Isaac also threatened heavy rainfall, with possibly as much as 460 millimetres in areas, potentially triggering flooding in some coastal areas.

Residents in coastal communities from Louisiana to Mississippi stocked up on food and water and tried to secure their homes, cars and boats.

In New Orleans, a bumper-to-bumper stream of vehicles left the city on a highway toward Baton Rouge in search of higher ground. Others prepared, or were forced, to ride the storm out.

The storm was forecast to strengthen into a Category 1 hurricane, the lowest on the Saffir-Simpson scale, with top winds of 145 kilometres an hour. While that would be well below the intensity of Katrina, a Category 3 storm, the size of Isaac's slow-moving system has forecasters predicting widespread flooding.

"Even if it is a tropical storm at landfall, the large size of it will still generate significant storm surge," Hurricane Center Director Rick Knabb told reporters. "That is life-threatening potentially."

Along Canal Street in New Orleans' historic French Quarter, crews were boarding up the windows of stores and businesses.

"I'm not all that concerned about the storm. It's still a Category 1," said Charles Neeley, a 69-year-old contractor overseeing workers covering the windows of a CVS drugstore.

"We usually ride out ones and twos, and get the hell out for threes and fours."

Nonetheless, Mr. Neeley said he had stocked up on food and water at home and fuel for his generator.

"Our flights were canceled so we're going to be here," said Karen Foley, a 23-year-old tourist who had planned to travel home to New Jersey with a friend. "We are just hoping the city doesn't get hit again. It doesn't deserve it."

Isaac was centred 205 kilometres southeast of the mouth of the Mississippi River with top sustained winds of 110 km/h - a speed that places the storm very near hurricane status - and swirling northwest at  19 km/h.

The storm was more than 645 kilometres wide. Craig Fugate, director of the Federal Emergency Management Agency, said the worst effects may well be in Mississippi and Alabama.

Isaac killed at least 22 people and caused significant flooding and damage in Haiti and the Dominican Republic before skirting the southern tip of Florida on Sunday.

After Katrina, the U.S. Army Corps of Engineers built a $14.5-billion flood system of walls, floodgates, levees and pumps designed to protect the city against a massive tidal surge like the one that swamped New Orleans in Katrina's wake.

In low-lying Plaquemines Parish, which could be the first to be lashed by Isaac's winds and storm surge, workers scrambled to stack sandbags and reinforce levees as Isaac lurked in the Gulf.

Much of the parish lies outside the greater New Orleans levee system, and construction projects to bolster protection are not yet complete.

"We're really worried about the storm surge.
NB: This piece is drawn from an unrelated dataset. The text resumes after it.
Issue #478, opened 2023-11-15
WellCompletions: Consider replacing hardcoded stratigraphy colors in back-end with colorpalette front-end


jorgenherje:
Consider:

As a first iteration to prevent hardcoded drogon stratigraphy colors back-end, make usage of discrete color palette front-end and iterate over the palette per zone/subzone when creating the well completions plot.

We really need a few more years before we see an event like this," said Plaquemines Parish President Billy Nungesser.

Energy companies evacuated offshore oil rigs and shut down U.S. Gulf Coast refineries as the storm threatened to batter the oil refining belt.

Oil firms ferried workers in helicopters from oil platforms hundreds of miles offshore in the Gulf of Mexico.

As a precaution, as of Monday afternoon, the energy industry had shut down 78 per cent of Gulf of Mexico crude production and 48 per cent of its natural gas production, government figures showed.

Once ashore, the storm could wreak havoc on low-lying fuel refineries along the Gulf Coast that account for about 40 per cent of U.S. refining capacity.

Louisiana Governor Bobby Jindal said President Barack Obama approved his state's request for a federal disaster declaration, making federal funds available for disaster recovery activities like clearing debris.

The ports of Mobile and New Orleans were closed and barge traffic was suspended along southern portions of the Mississippi River.